(Exercise data)

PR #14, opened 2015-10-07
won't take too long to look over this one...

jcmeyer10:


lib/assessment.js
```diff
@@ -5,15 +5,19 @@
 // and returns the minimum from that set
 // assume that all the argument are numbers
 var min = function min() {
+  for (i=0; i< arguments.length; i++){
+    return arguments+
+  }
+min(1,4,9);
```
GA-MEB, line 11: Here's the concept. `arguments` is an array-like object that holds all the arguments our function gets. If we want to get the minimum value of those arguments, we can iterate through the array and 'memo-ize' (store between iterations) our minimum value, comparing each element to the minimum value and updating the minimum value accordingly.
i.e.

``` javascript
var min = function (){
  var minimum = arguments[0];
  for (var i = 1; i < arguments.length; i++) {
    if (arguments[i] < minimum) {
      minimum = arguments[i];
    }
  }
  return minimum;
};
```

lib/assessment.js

(End Exercise data)
(Exercise data)

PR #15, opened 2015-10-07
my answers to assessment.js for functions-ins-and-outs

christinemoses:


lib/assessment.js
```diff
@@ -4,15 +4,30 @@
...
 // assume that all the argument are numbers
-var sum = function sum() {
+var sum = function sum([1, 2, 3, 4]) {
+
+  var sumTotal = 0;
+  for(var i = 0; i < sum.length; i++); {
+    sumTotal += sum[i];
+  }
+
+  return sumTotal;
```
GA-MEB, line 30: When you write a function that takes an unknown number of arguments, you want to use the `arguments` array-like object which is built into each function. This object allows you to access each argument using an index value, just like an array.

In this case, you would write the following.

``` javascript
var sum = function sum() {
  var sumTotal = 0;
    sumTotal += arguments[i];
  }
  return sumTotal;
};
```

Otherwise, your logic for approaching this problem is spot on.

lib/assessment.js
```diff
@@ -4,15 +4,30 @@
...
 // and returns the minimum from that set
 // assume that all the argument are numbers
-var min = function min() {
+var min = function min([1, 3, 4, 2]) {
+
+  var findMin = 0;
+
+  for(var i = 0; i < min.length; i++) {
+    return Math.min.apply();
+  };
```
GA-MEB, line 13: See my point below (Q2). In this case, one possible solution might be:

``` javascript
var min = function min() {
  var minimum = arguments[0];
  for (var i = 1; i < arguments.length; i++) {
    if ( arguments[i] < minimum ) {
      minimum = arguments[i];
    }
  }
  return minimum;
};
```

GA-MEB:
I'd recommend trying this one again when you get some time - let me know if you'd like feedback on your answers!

(End Exercise data)

*Work instructions*
Return the lines containing "case", taking each one from the listing.

*Solution to this task*
In this case, you would write the following.
GA-MEB, line 13: See my point below (Q2). In this case, one possible solution might be:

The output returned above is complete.